CONSIDERATO che il cd. Sistema degli alert si basa: 1) sull’incidenza locale rispetto alla media
regionale; 2) la percentuale dei tamponi positivi rispetto alla media regionale; 3) la densità abitativa e che
in relazione alla chiusura dei suddetti plessi scolastici non è stata indicato alcun dato relativo ai contagi
in relazione alle varie fasce di età scolastica, ma viene individuata solo la percentuale del Comune di S.
Maria Capua Vetere nella settimana dal’8 al 14 febbraio pari al 13,40 % (50 positivi su 400 tamponi
effettuati)
CONSIDERATO inoltre che in relazione Ic2 Rita Levi Montalcini plesso di Via Avezzana, il dato
fornito da codesta amministrazione è in parte errato in quanto le classi in quarantena erano sì 4, ma per
una la quarantena fiduciaria sarebbe terminata in data 17.02.2021. Per cui contrariamente a quanto
asserito nella succitata ordinanza i soggetti positivi in tutto l’Istituto erano ben 5 (3 alunni e 2
insegnanti) su una platea di circa 500 alunni. Stessa cosa dicasi per l’I.S.S. Amaldi 4 positivi su 1000
alunni circa e per la I.A.C. UCCELLA 6 alunni ed un insegnante su circa 200 alunni. È bene ricordare
infatti la differenza sostanziale che vi è tra positività e quarantena fiduciaria, cosa che evidentemente
sfugge a codesta amministrazione comunale
CONSIDERATO che, quindi le scuole non possono essere chiuse in via ‘prudenziale’, ma
esclusivamente in relazione a ‘specifiche e peculiari difficoltà operative locali’ e ad un’emergenza
acclarata nelle aule, circostanze che sarebbero dovute emergere dall’ordinanza stessa, pena l’illegittimità
della stessa per carenza di motivazione e che, pertanto, la sospensione delle attività didattiche in
presenza non risulta in alcun modo giustificata.
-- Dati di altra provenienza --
PR #127, opened 2024-08-20
Fix snapshot status attribute and log completion only once

tjwsch:
The status attribute written to the database is inconsistent in the snapshot feature, this PR fixes that. Additionally, the completion of the snapshot computation is now only logged once instead of being logged by every MPI rank.

Checklist:

### DIFF
--- a/micro_manager/snapshot/snapshot.py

CONSIDERATO altresì il primario e costituzionale diritto all’istruzione che non può essere
completamente tutelato con la Dad e la pari dignità del predetto diritto rispetto a quello della salute e
che il Dpcm prevede con chiarezza qual è l’iter da seguire nel caso in cui nelle scuole ci siano casi di
contagio, nonché il protocollo (utilizzo delle mascherine, giusta aerazione dei locali, distanziamento
sociale, ecc.) da seguire per evitare che il contagio si estenda e, quindi, impedire che si verifichi un
cluster (un focolaio).
POSTO che nei detti ambienti scolastici vengono rigorosamente rispettati tutti i protocolli prescritti e,
quindi, che le scuole risultano essere i luoghi a più basso contagio e di conseguenza gli eventuali
bambini e/o ragazzi che dovessero risultare contagiati difficilmente si sarebbero contagiati nelle aule
scolastiche, durante la breve permanenza tra i banchi.
RISCONTRATO che dall’ordinanza in questione non emerge quali siano le specifiche e peculiari
difficoltà operative locali, diverse cioè da quelle di tutti gli altri comuni italiani (città metropolitane e/o
similari) sul cui territorio sono presenti istituti di istruzione secondaria superiore, che determinano per
forza di cose maggiore movimento di mezzi di trasporto e persone, che hanno indotto ad un così grave
provvedimento, tali quindi da giustificare misure in contrasto con quanto disposto con il sopra
richiamato DPCM del 14.01.2021;
CONSTATATO che la durata dell’ordinanza n.27 del 16/02/2021, fino al 02.03.2021 è del tutto
irragionevole e sproporzionata rispetto alla situazione di fatto esistente;
CONSIDERATO pertanto che dalle motivazioni ivi riportate emerge in maniera chiara che tale
provvedimento è illegittimo, essendo stati oltrepassati i poteri che l’art. 50, comma 5, del D.lgs
267/2000 concede al Sindaco “…in caso di emergenze sanitarie o di igiene pubblica a carattere esclusivamente
locale”, non palesandosi nel caso di specie alcuna situazione peculiare sul territorio che giustifichi un
discostamento da quanto previsto dal DPCM del 14.01.2021;
Per tutto quanto sopra considerato, con la presente si avanza formale
DIFFIDA
nei confronti del Sindaco, legale rappresentante p.t. del Comune di Santa Maria Capua Vetere, nella
persona del Dott. Antonio Mirra, affinché annulli o comunque revochi la propria ordinanza n.27 del
16/02/2021, avvertendo sin d’ora che, in caso contrario, ricorreranno nelle sedi opportune, ivi
compresa la competente Autorità Giudiziaria, per il ripristino della legittimità e della legalità violate.